* What you need to do
Within the entries below, find every line that has the string "something", then copy it.

....

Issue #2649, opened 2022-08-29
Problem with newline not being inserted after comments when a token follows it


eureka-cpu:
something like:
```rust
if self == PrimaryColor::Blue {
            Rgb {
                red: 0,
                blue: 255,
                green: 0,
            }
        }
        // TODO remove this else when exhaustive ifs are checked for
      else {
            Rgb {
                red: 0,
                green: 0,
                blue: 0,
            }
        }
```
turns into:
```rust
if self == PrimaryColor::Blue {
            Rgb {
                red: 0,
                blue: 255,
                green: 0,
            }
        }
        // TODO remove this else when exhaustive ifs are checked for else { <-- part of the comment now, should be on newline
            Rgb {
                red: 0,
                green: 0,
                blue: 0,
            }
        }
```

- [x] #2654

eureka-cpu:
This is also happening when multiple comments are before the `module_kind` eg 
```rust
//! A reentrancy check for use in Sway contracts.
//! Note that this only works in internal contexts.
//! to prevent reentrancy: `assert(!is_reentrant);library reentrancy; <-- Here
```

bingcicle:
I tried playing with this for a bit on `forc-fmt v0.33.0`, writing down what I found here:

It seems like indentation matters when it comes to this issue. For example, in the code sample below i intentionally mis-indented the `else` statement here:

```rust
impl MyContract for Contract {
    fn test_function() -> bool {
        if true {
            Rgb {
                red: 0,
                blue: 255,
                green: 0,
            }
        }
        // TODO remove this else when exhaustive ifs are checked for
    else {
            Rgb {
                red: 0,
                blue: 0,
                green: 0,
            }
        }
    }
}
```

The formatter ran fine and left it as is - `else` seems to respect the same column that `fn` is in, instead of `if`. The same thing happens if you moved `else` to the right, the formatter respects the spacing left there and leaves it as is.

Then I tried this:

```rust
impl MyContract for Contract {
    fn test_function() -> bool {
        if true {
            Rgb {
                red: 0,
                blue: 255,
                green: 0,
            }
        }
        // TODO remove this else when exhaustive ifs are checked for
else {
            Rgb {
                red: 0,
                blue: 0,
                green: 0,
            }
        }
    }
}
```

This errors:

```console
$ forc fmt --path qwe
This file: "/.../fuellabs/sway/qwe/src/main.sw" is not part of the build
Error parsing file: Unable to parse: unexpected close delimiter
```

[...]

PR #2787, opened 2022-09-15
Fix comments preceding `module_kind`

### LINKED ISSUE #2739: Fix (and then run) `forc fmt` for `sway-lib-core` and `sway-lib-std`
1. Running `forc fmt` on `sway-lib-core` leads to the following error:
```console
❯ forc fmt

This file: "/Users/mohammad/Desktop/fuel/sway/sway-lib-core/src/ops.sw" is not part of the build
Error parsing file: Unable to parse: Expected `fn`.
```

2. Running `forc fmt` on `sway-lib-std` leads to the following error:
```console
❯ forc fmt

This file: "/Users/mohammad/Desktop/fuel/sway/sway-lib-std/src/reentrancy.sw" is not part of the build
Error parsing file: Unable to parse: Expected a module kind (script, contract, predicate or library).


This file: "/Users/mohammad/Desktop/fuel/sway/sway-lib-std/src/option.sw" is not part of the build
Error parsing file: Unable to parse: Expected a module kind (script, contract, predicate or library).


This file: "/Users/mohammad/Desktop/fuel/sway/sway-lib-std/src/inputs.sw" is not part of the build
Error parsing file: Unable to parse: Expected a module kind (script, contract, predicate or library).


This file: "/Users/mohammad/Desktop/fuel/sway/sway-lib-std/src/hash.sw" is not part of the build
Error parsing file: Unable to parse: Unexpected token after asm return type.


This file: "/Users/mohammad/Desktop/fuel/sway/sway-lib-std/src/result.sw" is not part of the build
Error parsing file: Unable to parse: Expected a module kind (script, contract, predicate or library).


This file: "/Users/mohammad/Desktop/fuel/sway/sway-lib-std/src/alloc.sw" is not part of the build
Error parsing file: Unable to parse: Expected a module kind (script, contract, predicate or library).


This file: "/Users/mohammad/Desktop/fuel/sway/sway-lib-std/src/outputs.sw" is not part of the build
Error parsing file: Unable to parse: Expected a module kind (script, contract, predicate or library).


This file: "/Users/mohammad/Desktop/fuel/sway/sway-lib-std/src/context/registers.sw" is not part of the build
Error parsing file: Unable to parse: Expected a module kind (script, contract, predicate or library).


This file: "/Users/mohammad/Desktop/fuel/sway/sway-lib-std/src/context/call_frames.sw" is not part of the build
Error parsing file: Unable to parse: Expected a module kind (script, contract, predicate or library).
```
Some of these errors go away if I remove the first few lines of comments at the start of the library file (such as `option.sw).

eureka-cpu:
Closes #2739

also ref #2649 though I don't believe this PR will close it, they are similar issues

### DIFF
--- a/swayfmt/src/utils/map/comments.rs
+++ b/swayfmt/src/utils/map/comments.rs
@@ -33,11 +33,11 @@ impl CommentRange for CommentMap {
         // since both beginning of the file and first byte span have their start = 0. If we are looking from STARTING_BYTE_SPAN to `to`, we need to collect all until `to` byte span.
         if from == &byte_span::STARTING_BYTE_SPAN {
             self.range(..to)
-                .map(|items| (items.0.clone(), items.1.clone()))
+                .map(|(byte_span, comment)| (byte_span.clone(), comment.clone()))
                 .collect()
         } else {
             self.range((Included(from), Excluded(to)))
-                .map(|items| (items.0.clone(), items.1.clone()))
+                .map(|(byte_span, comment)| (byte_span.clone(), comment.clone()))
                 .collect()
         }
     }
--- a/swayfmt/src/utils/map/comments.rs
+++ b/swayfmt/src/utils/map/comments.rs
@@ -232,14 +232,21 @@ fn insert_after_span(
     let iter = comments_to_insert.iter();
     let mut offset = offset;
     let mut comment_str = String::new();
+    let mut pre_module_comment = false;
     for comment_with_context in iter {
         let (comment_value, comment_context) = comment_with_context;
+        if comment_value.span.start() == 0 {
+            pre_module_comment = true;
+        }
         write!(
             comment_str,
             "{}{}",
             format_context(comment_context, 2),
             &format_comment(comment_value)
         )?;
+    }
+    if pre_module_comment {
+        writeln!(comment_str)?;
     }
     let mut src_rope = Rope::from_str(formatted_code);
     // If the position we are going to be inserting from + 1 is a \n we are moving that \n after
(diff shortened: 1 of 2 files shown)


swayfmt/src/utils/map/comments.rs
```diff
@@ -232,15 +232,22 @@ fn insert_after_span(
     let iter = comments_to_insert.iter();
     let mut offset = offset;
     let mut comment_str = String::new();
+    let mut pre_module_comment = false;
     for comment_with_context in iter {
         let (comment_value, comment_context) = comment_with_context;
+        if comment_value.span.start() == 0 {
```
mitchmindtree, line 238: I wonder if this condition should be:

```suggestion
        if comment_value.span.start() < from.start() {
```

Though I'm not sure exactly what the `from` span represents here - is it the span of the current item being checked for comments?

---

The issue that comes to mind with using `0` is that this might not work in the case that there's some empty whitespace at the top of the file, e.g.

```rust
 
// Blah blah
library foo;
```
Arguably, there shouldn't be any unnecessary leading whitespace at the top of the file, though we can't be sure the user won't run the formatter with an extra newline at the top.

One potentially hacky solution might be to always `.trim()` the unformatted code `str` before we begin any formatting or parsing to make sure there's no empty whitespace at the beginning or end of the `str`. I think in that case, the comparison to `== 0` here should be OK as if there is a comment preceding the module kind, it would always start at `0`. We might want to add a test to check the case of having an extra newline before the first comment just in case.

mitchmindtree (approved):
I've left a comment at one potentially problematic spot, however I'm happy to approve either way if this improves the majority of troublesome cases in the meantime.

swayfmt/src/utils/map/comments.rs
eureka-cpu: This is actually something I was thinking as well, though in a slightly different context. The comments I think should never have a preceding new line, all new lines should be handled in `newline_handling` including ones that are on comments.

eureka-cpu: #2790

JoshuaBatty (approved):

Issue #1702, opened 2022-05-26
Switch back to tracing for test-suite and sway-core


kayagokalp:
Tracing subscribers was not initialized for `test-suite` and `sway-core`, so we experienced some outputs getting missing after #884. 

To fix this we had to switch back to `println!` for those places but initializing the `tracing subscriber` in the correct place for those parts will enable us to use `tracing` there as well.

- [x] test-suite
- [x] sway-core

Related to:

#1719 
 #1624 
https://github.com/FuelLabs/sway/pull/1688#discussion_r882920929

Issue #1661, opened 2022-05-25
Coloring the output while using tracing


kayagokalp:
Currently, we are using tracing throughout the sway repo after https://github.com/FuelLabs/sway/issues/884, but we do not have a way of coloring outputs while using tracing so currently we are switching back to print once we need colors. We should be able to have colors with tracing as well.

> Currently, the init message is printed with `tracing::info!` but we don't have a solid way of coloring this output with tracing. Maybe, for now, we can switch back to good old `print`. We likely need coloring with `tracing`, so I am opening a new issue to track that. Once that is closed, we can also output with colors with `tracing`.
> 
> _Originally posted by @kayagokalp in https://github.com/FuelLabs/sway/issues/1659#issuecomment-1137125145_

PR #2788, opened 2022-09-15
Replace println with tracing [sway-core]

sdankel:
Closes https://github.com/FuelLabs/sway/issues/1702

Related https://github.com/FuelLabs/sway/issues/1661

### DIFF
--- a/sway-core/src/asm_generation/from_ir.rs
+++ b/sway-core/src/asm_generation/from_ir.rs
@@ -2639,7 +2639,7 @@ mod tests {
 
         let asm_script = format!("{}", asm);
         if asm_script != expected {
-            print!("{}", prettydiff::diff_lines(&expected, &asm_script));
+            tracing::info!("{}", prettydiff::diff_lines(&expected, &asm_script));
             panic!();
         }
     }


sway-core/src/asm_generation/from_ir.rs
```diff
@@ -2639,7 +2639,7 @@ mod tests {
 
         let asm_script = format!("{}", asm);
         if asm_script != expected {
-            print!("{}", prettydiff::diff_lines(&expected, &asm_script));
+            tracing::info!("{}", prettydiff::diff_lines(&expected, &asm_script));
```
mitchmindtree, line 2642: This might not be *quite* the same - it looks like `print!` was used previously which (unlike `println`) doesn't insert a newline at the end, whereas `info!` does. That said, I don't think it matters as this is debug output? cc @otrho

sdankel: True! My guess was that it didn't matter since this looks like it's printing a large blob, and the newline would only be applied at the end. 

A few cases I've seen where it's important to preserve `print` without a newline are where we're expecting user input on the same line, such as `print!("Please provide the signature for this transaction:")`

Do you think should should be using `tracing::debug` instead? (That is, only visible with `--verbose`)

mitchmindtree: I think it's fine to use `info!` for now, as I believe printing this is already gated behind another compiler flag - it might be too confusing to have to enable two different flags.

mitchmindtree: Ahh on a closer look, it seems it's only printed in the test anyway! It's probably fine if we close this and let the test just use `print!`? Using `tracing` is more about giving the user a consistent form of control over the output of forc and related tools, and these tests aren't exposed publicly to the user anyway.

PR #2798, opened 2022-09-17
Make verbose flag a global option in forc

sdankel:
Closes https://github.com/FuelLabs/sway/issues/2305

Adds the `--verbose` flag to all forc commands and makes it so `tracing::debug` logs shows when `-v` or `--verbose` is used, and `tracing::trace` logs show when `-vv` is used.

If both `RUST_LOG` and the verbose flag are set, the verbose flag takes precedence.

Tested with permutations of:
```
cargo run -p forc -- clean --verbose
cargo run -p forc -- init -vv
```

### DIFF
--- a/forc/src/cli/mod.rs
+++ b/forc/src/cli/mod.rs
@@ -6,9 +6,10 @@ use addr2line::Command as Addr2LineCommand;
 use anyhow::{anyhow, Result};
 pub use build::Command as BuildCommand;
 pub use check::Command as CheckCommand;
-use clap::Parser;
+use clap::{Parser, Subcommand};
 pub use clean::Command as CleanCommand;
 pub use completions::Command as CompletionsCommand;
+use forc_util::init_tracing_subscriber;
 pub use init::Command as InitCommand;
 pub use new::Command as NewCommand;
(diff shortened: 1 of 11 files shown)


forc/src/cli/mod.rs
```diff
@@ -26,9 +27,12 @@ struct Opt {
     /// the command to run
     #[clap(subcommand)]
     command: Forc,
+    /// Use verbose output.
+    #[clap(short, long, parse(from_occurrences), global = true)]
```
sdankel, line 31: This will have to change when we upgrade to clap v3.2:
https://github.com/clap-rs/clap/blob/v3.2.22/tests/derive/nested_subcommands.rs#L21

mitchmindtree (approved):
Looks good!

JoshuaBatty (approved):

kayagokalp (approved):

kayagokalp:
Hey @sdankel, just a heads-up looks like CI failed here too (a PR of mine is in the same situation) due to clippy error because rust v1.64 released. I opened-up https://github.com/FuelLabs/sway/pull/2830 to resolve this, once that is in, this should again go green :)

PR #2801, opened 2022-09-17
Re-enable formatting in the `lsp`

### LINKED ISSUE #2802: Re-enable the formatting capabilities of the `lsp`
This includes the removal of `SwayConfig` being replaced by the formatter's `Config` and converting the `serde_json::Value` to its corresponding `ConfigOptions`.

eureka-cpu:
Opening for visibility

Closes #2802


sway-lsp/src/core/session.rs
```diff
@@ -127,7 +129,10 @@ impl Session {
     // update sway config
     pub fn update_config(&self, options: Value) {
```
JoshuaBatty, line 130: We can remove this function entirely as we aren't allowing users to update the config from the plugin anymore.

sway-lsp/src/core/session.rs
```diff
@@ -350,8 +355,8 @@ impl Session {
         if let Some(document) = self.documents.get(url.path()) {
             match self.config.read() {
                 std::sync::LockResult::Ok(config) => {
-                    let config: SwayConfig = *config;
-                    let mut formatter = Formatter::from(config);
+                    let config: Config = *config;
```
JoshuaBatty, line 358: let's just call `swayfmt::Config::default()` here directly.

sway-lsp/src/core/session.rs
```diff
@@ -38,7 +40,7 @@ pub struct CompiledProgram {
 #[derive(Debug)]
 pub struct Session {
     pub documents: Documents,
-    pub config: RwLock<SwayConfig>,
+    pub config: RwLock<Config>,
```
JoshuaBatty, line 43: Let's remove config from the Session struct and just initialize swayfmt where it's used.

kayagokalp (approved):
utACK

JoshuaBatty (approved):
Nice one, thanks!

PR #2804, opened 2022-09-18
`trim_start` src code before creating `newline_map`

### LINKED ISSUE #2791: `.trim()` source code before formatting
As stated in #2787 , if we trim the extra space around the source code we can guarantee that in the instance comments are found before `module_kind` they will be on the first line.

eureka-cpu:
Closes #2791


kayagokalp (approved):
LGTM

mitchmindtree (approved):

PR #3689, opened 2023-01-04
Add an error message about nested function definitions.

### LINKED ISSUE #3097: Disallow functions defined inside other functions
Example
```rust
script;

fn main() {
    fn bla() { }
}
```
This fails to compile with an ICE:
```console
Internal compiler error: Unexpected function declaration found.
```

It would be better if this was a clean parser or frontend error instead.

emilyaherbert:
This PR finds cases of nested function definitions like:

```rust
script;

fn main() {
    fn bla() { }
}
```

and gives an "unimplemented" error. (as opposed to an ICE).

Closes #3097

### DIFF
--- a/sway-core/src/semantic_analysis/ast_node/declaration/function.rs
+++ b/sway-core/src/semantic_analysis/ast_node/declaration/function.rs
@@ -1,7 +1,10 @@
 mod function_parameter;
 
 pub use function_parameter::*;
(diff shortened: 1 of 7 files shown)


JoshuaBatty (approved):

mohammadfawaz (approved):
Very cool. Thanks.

....

* Answer box
something like:
eureka-cpu: This is actually something I was thinking as well, though in a slightly different context. The comments I think should never have a preceding new line, all new lines should be handled in `newline_handling` including ones that are on comments.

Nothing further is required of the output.